The investigation found that the timing was not coordinated with the announcement of Allen R Stanford’s fraud or the push for more financial regulation.
Below is the succession of events that led to the announcement of Goldman Sachs SEC fraud case getting pushed back months – because the SEC thought about charging another individual, and because they got testimony from someone inside Goldman Sachs.
Download the full 86-page investigation details by clicking here.
On August 25, 2008, the Headquarters Division of Enforcement staff opened an investigation into potential misrepresentations by Goldman in connection with the structuring and marketing of a collateralized debt obligation known as ABACUS 2007-ACI.
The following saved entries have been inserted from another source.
PR #2007, opened 2024-10-10
Add `credentials.WithPolicy` method to narrow down policy

ramondeklein:
The `NewSTSWebIdentity` allows fetching credentials that are narrowed down to the specified policy. This is useful when a client requires less rights then it actually has. The returned credentials will have the intersection of the requested policy and the assigned policies.

The `credentials.NewSTSWebIdentity` function is updated to use the options pattern (backward compatible). By adding the `credentials.WithPolicy(...)` method the credentials can be scoped.

To allow using the default Kubernetes service account that is assigned to the pod, the `credentials.NewKubernetesIdentity`  function is added.

### DIFF
--- a/pkg/credentials/sts_web_identity.go
+++ b/pkg/credentials/sts_web_identity.go
@@ -25,6 +25,7 @@ import (
 	"io"
 	"net/http"
 	"net/url"
+	"os"
 	"strconv"
 	"strings"
 	"time"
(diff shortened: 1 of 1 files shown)


harshavardhana (approved):

pkg/credentials/sts_web_identity.go
```diff
@@ -85,29 +85,44 @@ type STSWebIdentity struct {
...
+	Policy string
+
 	// roleSessionName is the identifier for the assumed role session.
 	roleSessionName string
 }
 
 // NewSTSWebIdentity returns a pointer to a new
 // Credentials object wrapping the STSWebIdentity.
-func NewSTSWebIdentity(stsEndpoint string, getWebIDTokenExpiry func() (*WebIdentityToken, error)) (*Credentials, error) {
+func NewSTSWebIdentity(stsEndpoint string, getWebIDTokenExpiry func() (*WebIdentityToken, error), opts ...func(*STSWebIdentity)) (*Credentials, error) {
```
harshavardhana, line 97:
```suggestion
func NewSTSWebIdentity(stsEndpoint string, getWebIDTokenExpiry func() (*WebIdentityToken, error), opts ...func(*STSWebIdentity)) (*Credentials, error) {
```

Can we not change the existing function signature? instead create a new one as 

```
NewSTSWebIdentityWithOpts
```

?

harshavardhana (changes requested):

pkg/credentials/sts_web_identity.go
ramondeklein: What's the point of doing that? I guess this won't break existing code (I did have a NewSTSWebIdentityWithPolicy` before, but I though this would be cleaner.

harshavardhana (approved):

The SEC was supposed to charge Goldman Sachs on December 17, 2009, but decided that they should hear a testimony from a Goldman officer first – so the matter was pushed to months later.
A testimony from a Goldman officer was taken on January 4th, 2010. The officer’s name is not revealed.
On January 24, 2010, Chairman Schapiro wrote she was interested in “get[ting] the GS case out [to the public].”
On January 26, 2010, members of the Enforcement staff met with Commissioner Troy Paredes to discuss the matter.
On January 27, 2010, the day before the Commission meeting in which the Goldman recommendation was supposed to be heard, it was pulled from the Commission Calendar because (1) Commissioners were deciding whether or not to charge an additional individual; and (2) Enforcement staff wanted to
obtain more evidence from Abacus purchasers to strengthen the SEC’s case against Goldman.
On April 1, 2010, the Enforcement staff submitted paperwork recommending that the Commission file a civil action against Goldman and Tourre.
On April 8, in an e-mail circulating a draft complaint against Goldman, Enforcement wrote that they planned to send the Goldman complaint to New York to be filed “either the afternoon of Wednesday April 14 or morning of Thursday April 15.”
The Commission approved the filing ofthe Goldman action on Wednesday afternoon, April 14, 2010.
But then they realised that the NYAG was going to announce they had won a $7 million settlement with Quadrangle on the same day. Chairman Schapiro said, “Let’s make sure we don’t announce Goldman same day” because the Quadrangle case was a really important case for the NYAG and the SEC as well.
The SEC’s Office of Public Affairs did not want the SEC to announce two significant cases on the same day because the press would be diluted.
Then the NYAG announcement was pushed to April 15th, and the Goldman announcement was scheduled for April 16, when it was in fact announced to the public.
So, according to the investigation, there was no timing conspiracy. It found that the timing was not coordinated with the announcement of Allen R Stanford’s fraud or the push for more financial regulation.
What’s more interesting than that, in our opinion, are the details about the Goldman employee testifying and the SEC almost charging another individual. Of course, we don’t know who they are at this time.